The scikit-learn `DecisionTreeClassifier` class computes a decision tree predictive model from a dataset. 

To get all the options for learning you can simply type: 

In [None]:
from sklearn.tree import DecisionTreeClassifier
help(DecisionTreeClassifier)

You notice that there are many hyperparameters to set. Some of these have a large impact on the complexity of the fitted model. An important such hyperparameter is the `max_depth` that sets a limit on how deep a decision tree can become. 

Let's create a decision tree model with `max_depth=3`:

In [None]:
cls = DecisionTreeClassifier(max_depth=3)

This creates a decision tree model with default values for the other hyperparameters:

In [None]:
cls

Let's create a validation set, fit the model and evaluate.

In [None]:
from sklearn.metrics import log_loss, accuracy_score
from sklearn.model_selection import train_test_split

train_X, val_X, train_y, val_y = train_test_split(train,train_labels,
                                                  test_size=.2, random_state=random_seed)

cls.fit(train_X,train_y)

predictions_train = cls.predict(train_X)
predictions_val = cls.predict(val_X)

print("Accuracy: (%f) %f"%(accuracy_score(predictions_train, train_y),accuracy_score(predictions_val, val_y)))

predictions_train_prob = cls.predict_proba(train_X)
predictions_val_prob = cls.predict_proba(val_X)

print("Log-loss: (%f) %f"%(log_loss(train_y,predictions_train_prob[:,-1]),log_loss(val_y,predictions_val_prob[:,-1])))

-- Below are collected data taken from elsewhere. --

PR #554, opened 2026-06-17
Enhance configuration file handling, validate filename input and adjust paths

### LINKED ISSUE #544: New Configuration file name / path shouldn't end in \ or /
Having a path end with `\` or `/` breaks the loaded configuration somehow, Configuration Overview shows no configuration is loaded

stijnpotters1:
Configuration overview now shows default Configuration.xml file that is created on default after creating a new configuration.
image

Added validation so you cannot end file or path with '/'
image
image

### DIFF
--- a/src/main/frontend/app/routes/projectlanding/clone-configuration-modal.tsx
+++ b/src/main/frontend/app/routes/projectlanding/clone-configuration-modal.tsx
@@ -4,6 +4,7 @@ import Button from '~/components/inputs/button'
 import CloseButton from '~/components/inputs/close-button'
 import Input from '~/components/inputs/input'
 import { filesystemService } from '~/services/filesystem-service'
+import { joinPath } from '~/utils/path-utils'
 
 type CloneProjectModalProperties = {
   isLocal: boolean
@@ -39,6 +40,9 @@ export default function CloneConfigurationModal({
     .pop()
     ?.replace(/\.git$/i, '')
 
+  const targetName = repoName || 'cloned-project'
+  const targetPath = location ? joinPath(location, targetName) : targetName
+
   const handleClone = () => {
     if (!repoUrl.trim()) return
     if (isLocal && !location) return
@@ -53,7 +57,7 @@ export default function CloneConfigurationModal({
       finalPath = location ? `${location}/${name}` : name
     }
 
-    onClone(repoUrl.trim(), finalPath, token)
+    onClone(repoUrl.trim(), finalPath, token || undefined)
     handleClose()
   }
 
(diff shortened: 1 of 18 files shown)


Matthbo (commented):
Let's discuss this PR next time we're both available

src/main/java/org/frankframework/flow/configuration/ConfigurationService.java
```diff
@@ -97,15 +95,10 @@ public String updateConfiguration(String projectName, String filepath, String co
 
 	public String addConfiguration(String projectName, String configurationName) throws IOException, ApiException, TransformerException, ParserConfigurationException, SAXException {
 		ConfigurationProject configurationProject = configurationProjectService.getProject(projectName);
-		Path absProjectPath = fileSystemStorage.toAbsolutePath(configurationProject.getRootPath());
-		Path configDir = absProjectPath.resolve(CONFIGURATIONS_DIR).normalize();
```
Matthbo: Why remove the 'src/main/configurations' base path?

stijnpotters1: Because in the flow a configuration is opened which is already inside the src/main/configurations directory. So we do not have to set the additional src/main/configurations folder structure inside the configuration to add another configuration file.

Matthbo: Ah so this has nothing to do with creating or opening a configuration?
We do want to enforce projects to put their configuration in `<root>/src/main/configurations/<configuration name>/configuration.xml` or later whatever the default name is for `configuration.xml`

stijnpotters1: No it is for adding a file to a configuration, not the configuration itself

Matthbo: The method is called `addConfiguration` which in this case would be a little unfortunate, `addConfigurationFile` would make more sense

src/main/frontend/app/routes/projectlanding/clone-configuration-modal.tsx
```diff
@@ -53,7 +57,7 @@ export default function CloneConfigurationModal({
       finalPath = location ? `${location}/${name}` : name
     }
 
-    onClone(repoUrl.trim(), finalPath, token)
+    onClone(repoUrl.trim(), finalPath, token || undefined)
```
Matthbo: this `|| undefined` really doesnt matter since empty strings will be checked later on

Matthbo (approved):
Small comment, otherwise approved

The following code plots the fitted decision tree `cls` as a `tree.png` file:

In [None]:
"""
from sklearn import tree
from io import StringIO
from IPython.display import Image, display
import pydotplus

out = StringIO()
tree.export_graphviz(cls, out_file=out)
graph=pydotplus.graph_from_dot_data(out.getvalue())
graph.write_png("tree.png")
"""

How do other values for for the `max_depth` hyperparameter perform?

In [None]:
import seaborn as sns

result = []
for md in range(1,10):
  cls = DecisionTreeClassifier(max_depth=md)
  cls.fit(train_X,train_y)
  predictions_train_prob = cls.predict_proba(train_X)
  predictions_val_prob = cls.predict_proba(val_X)
  result.append([md,log_loss(train_y,predictions_train_prob[:,-1]),"train"])
  result.append([md,log_loss(val_y,predictions_val_prob[:,-1]),"val"])

toplot = pd.DataFrame(result,columns=["max_depth","log-loss","set"])
sns.lmplot(x="max_depth",y="log-loss",hue="set",data=toplot,fit_reg=False)

In [None]:
cls = DecisionTreeClassifier(max_depth=9)

predictions_list = []
for i in range(10):
  train_X, val_X, train_y, val_y = train_test_split(train,train_labels,
                                                    test_size=.2, random_state=i)

  cls.fit(train_X,train_y)
  predictions_val = cls.predict(val_X)
  predictions_val_prob = cls.predict_proba(val_X)
  predictions_list.append(list(predictions_val_prob[:,-1]))
  print("LogLoss: %f  Accuracy: %f"%(log_loss(val_y,predictions_val_prob[:,-1]),accuracy_score(val_y,predictions_val)))

In [None]:
tmp = pd.DataFrame(predictions_list)
predictions_avg = tmp.mean(axis=0)
print("Avg. model: %f"%(log_loss(val_y,predictions_avg)))

In [None]:
sns.pairplot(tmp.transpose(),kind="scatter")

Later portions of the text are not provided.